**** Provided material

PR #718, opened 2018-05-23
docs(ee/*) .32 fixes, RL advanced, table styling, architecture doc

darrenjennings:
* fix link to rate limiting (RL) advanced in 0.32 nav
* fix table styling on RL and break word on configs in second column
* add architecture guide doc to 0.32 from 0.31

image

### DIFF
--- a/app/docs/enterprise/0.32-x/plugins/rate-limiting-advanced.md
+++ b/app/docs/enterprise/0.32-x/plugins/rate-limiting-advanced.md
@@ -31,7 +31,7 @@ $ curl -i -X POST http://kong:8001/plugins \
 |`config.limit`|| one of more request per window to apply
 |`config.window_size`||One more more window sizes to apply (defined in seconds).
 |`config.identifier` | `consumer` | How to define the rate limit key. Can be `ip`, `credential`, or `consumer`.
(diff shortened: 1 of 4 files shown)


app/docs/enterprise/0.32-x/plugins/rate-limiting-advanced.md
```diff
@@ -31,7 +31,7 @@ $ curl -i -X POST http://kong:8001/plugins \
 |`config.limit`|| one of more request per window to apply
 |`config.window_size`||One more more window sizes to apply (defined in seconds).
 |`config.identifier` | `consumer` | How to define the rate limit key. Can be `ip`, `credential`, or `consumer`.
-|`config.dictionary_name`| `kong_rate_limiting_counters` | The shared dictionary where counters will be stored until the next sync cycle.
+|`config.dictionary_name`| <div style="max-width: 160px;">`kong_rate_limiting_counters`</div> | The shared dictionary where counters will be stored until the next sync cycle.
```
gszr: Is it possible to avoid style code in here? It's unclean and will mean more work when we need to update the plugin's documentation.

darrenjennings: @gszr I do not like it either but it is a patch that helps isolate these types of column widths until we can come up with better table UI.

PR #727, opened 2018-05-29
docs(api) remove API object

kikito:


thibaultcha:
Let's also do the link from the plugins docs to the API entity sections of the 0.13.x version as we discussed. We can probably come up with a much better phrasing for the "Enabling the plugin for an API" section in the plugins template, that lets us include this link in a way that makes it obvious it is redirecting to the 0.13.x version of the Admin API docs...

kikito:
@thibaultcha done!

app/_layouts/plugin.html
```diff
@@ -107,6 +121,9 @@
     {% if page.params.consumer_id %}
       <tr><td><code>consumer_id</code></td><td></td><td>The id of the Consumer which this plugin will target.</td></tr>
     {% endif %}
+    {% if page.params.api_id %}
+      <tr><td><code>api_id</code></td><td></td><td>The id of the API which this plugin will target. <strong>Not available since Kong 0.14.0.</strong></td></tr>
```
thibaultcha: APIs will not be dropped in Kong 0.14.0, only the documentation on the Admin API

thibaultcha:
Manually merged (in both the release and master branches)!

********
**** Provided material

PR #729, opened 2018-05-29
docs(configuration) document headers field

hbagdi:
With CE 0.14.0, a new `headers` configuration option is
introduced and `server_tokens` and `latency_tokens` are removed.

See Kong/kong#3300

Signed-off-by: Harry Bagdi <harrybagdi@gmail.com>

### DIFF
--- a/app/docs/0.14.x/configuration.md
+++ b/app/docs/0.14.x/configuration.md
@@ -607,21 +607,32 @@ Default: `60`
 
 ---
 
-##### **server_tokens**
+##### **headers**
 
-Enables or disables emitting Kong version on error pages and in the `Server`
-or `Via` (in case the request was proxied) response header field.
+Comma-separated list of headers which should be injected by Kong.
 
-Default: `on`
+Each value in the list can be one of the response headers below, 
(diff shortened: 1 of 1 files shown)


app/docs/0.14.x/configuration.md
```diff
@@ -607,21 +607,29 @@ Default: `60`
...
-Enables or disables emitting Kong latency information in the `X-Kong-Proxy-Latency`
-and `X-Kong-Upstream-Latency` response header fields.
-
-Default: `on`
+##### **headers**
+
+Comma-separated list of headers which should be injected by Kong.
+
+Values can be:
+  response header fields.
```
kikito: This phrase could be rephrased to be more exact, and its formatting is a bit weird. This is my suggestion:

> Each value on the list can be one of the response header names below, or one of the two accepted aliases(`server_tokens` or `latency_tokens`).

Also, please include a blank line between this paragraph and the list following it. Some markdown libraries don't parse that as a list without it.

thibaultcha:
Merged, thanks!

********
**** Provided material

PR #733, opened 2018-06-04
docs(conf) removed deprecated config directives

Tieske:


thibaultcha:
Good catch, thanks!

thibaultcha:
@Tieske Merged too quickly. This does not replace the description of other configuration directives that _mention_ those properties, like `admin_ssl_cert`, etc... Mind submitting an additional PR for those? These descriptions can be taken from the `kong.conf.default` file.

********

_Your goal:_ A single figure, please: the number of lines in the data that hold the string "like".

_Task solution:_ 2